(Stored data entries)

Issue #284, opened 2025-06-13
Cannot use Series methods with nested columns


hombit:
**Bug report**

Pandas' `.query()` and `.eval()` support some methods calls on columns, for example `df.query("a.isna()")` or `df.eval("b.fillna(33.33)")`. However, this doesn't work with nested columns:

> [What you are asked to do]:
Reproduce all the entries verbatim, leaving nothing out.

> [Exercise answer]:
Issue #284, opened 2025-06-13
Cannot use Series methods with nested columns


hombit:
**Bug report**

Pandas' `.query()` and `.eval()` support some methods calls on columns, for example `df.query("a.isna()")` or `df.eval("b.fillna(33.33)")`. However, this doesn't work with nested columns:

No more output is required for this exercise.